Stored data:
━━━

PR #153, opened 2023-11-09
tests: enable arm64 tests

alfonsosanchezbeato:


tests/lib/nested.sh
```diff
@@ -103,40 +109,44 @@ start_nested_core_vm_unit(){
...
+    if os.query is-pc-amd64; then
+        QEMU_BIN=qemu-system-x86_64
+        PARAM_MACHINE="-machine q35${ATTR_KVM} -global ICH9-LPC.disable_s3=1"
+        PARAM_BIOS="-drive file=/usr/share/OVMF/OVMF_CODE${VMF_CODE}.fd,if=pflash,format=raw,unit=0,readonly=on -drive file=${WORK_DIR}/image/OVMF_VARS${VMF_VARS}.fd,if=pflash,format=raw"
+        TPM_DEVICE=tpm-tis
+        cp -f "/usr/share/OVMF/OVMF_VARS${VMF_VARS}.fd" "${WORK_DIR}/image/OVMF_VARS${VMF_VARS}.fd"
+    else
+        # Assume arm64
+        QEMU_BIN=qemu-system-aarch64
+        PARAM_MACHINE="-machine virt -cpu cortex-a57"
```
valentindavid, line 132: PARAM_CPU? I see it is used other places.

tests/lib/prepare-utils.sh
```diff
@@ -114,9 +116,17 @@ start_snapd_core_vm() {
     nested_wait_for_snap_command
 }
 
+get_arch() {
+    if os.query is-pc-amd64; then
+        printf amd64
+    else
```
valentindavid, line 122: `elif os.query is-arm64` and an error in the `else`, just for it to break if we add another architecture.

valentindavid (changes requested):
Commit message "github/workflows: run for arm" should maybe use "arm64". 2 comments. Otherwise it looks good.

tests/lib/nested.sh
alfonsosanchezbeato: Good catch, changed now

tests/lib/prepare-utils.sh
alfonsosanchezbeato: Done

alfonsosanchezbeato:
@valentindavid thanks for the review, this is ready for another pass

valentindavid (approved):
Thank you

tests/lib/prepare-utils.sh
```diff
@@ -1,10 +1,12 @@
 #!/bin/bash
 
 set -e
-set -x 
+set -x
 
 SSH_PORT=${SSH_PORT:-8022}
 MON_PORT=${MON_PORT:-8888}
+# For os.query and others
+PATH=$PATH:$PROJECT_PATH/tests/lib/external/snapd-testing-tools/tools/
```
sergiocazzolato, line 9: you can also either move binaries to the path in spread.yaml or to include this in the nevironment in spread.yaml.

tests/lib/prepare-utils.sh
```diff
@@ -114,9 +116,20 @@ start_snapd_core_vm() {
...
+    else
+        printf "ERROR: unsupported archtecture\n"
+        exit 1
+    fi
+}
+
 get_core_snap_name() {
     printf -v date '%(%Y%m%d)T' -1
-    echo "core24_${date}_amd64.snap"
+    echo "core24_${date}_$(get_arch).snap"
```
sergiocazzolato, line 132: I don't see where you do this for core22, I just want to make sure it is considered.

sergiocazzolato (commented):
some questions inline

Thanks for adding this change.

tests/lib/prepare-utils.sh
alfonsosanchezbeato: Good point, changed now

sergiocazzolato (approved):
Nice, I recommend to add an extra worker to the arm tests, it is taking so long to complete the execution

alfonsosanchezbeato:
Times of tests-main with one worker per system:

```
Total 2h 18m 17s
x86 44m 20s
arm64 1h 33m 45s
```

PR #154, opened 2023-11-10
Use environment variables to tell systemd to write files in /etc/writable

valentindavid:
This is a proof of concept. Do not merge.

In systemd package, we have a [patch](https://git.launchpad.net/~ubuntu-core-dev/ubuntu/+source/systemd/tree/debian/patches/debian/UBUNTU-read-only-etc-hacks.patch?h=ubuntu-noble&id=2985d314394369be965e94ba65bf8d48b88f8308) to change the path for writing symlinks/files `/etc/localtime`, `/etc/hostname`, etc.

I tried to make a different patch. Similar in principle but more generic. And submit it upstream in PR https://github.com/systemd/systemd/pull/29831

But upstream proposed instead we use environment variables instead.

This PR patches systemd to support environment variable configuration of the paths. And shows the configuration needed for core-base.

### DIFF
--- a/myfix.patch
+++ b/myfix.patch
@@ -1,0 +1,803 @@
+diff --git a/debian/patches/debian/UBUNTU-read-only-etc-hacks.patch b/debian/patches/debian/UBUNTU-read-only-etc-hacks.patch
+deleted file mode 100644
+index 6498217c9..000000000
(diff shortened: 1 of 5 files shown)


enr0n:
I didn't look at the patch in too great of detail, since that will happen more on the upstream PR, but it generally looks good to me. The drop-in configs make sense and would be a *much* nicer way to handle this.

PR #155, opened 2023-11-16
hooks: add universe to sources

alfonsosanchezbeato:
noble-base is not including universe in sources.list anymore, add it so we can still build.

### DIFF
--- a/hooks/001-extra-packages.chroot
+++ b/hooks/001-extra-packages.chroot
@@ -19,6 +19,27 @@ trap 'umount /proc' EXIT
 # systemd postinst needs this
 mkdir -p /var/log/journal
 
+# Add universe to the base - needed for gnutls-bin, libengine-pkcs11-openssl,
+# libnss-extrausers, libopts25, opensc, plymouth-label-ft, gdbserver,
+# systemd-bootchart.
+# TODO this was not needed before noble, research why.
+case "$(dpkg --print-architecture)" in
+    amd64)
+        printf "
+deb http://archive.ubuntu.com/ubuntu noble universe
+deb http://archive.ubuntu.com/ubuntu noble-updates universe
+deb http://security.ubuntu.com/ubuntu noble-security universe
+" >> /etc/apt/sources.list
+        ;;
+    *)
+        printf "
+deb http://ports.ubuntu.com/ubuntu-ports noble universe
+deb http://ports.ubuntu.com/ubuntu-ports noble-updates universe
+deb http://ports.ubuntu.com/ubuntu-ports noble-security universe
+" >> /etc/apt/sources.list
+        ;;
+esac
+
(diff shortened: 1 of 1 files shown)


alfonsosanchezbeato:
No arm64 packages yet in http://archive.ubuntu.com/ubuntu/dists/noble/universe/

xnox (changes requested):
This is not ok, as we should not stage any packages into core24 that do not come from main. As otherwise we have to enable Pro for builds and build everything privately.

Either we need to seed these packages and have MIR done on them, or we need to drop features / migrate them elsewhere. Or somehow get agreement that we can have these from universe, and that security team will security patch them publically rather than with pro.

alfonsosanchezbeato:
> This is not ok, as we should not stage any packages into core24 that do not come from main. As otherwise we have to enable Pro for builds and build everything privately.
> 
> Either we need to seed these packages and have MIR done on them, or we need to drop features / migrate them elsewhere. Or somehow get agreement that we can have these from universe, and that security team will security patch them publically rather than with pro.

I have opened an issue about this: https://github.com/snapcore/core-base/issues/158

Yes, I agree these should be in main or dropped, and as in this cycle we want to trim down the core24 snap it is a good opportunity to do this. But meanwhile we need the base to still build, note that these packages were already in universe in core22 and previous.

valentindavid (commented):
I am not sure why this is needed. Looking at `/etc/apt/sources.list` in the chroot of the build shows that universe is already enabled. Both on core24 and core22.

sources.list wrong on arm64?

alfonsosanchezbeato:
> I am not sure why this is needed. Looking at `/etc/apt/sources.list` in the chroot of the build shows that universe is already enabled. Both on core24 and core22.
> 
> sources.list wrong on arm64?

I do not see universe at least in lxd containers that snapcraft uses to build locally the snap. Which is enough reason to include it I think, even if LP containers do have it.

valentindavid:
> I do not see universe at least in lxd containers that snapcraft uses to build locally the snap. Which is enough reason to include it I think, even if LP containers do have it.

I see it in the container. But it is not even needed there.

It is from the tarball we download in cdimage that we need it. So it should not matter if we use lxd or any other backend for snapcraft.

alfonsosanchezbeato:
> > I do not see universe at least in lxd containers that snapcraft uses to build locally the snap. Which is enough reason to include it I think, even if LP containers do have it.
> 
> I see it in the container. But it is not even needed there.
> 
> It is from the tarball we download in cdimage that we need it. So it should not matter if we use lxd or any other backend for snapcraft.

Right, I got confused. It seems that universe is now in `sources.list` from the tarball, which was not the case when I opened the PR. So it looks like the issue is already sorted out and this is not needed anymore. Anyway, it was good to trigger the discussion about packages in universe. Closing now.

━━━

* **Problem to work on**:
If a line in the entries holds the string "think", copy it.

* **Finished task**:
I do not see universe at least in lxd containers that snapcraft uses to build locally the snap. Which is enough reason to include it I think, even if LP containers do have it.
> I do not see universe at least in lxd containers that snapcraft uses to build locally the snap. Which is enough reason to include it I think, even if LP containers do have it.
> > I do not see universe at least in lxd containers that snapcraft uses to build locally the snap. Which is enough reason to include it I think, even if LP containers do have it.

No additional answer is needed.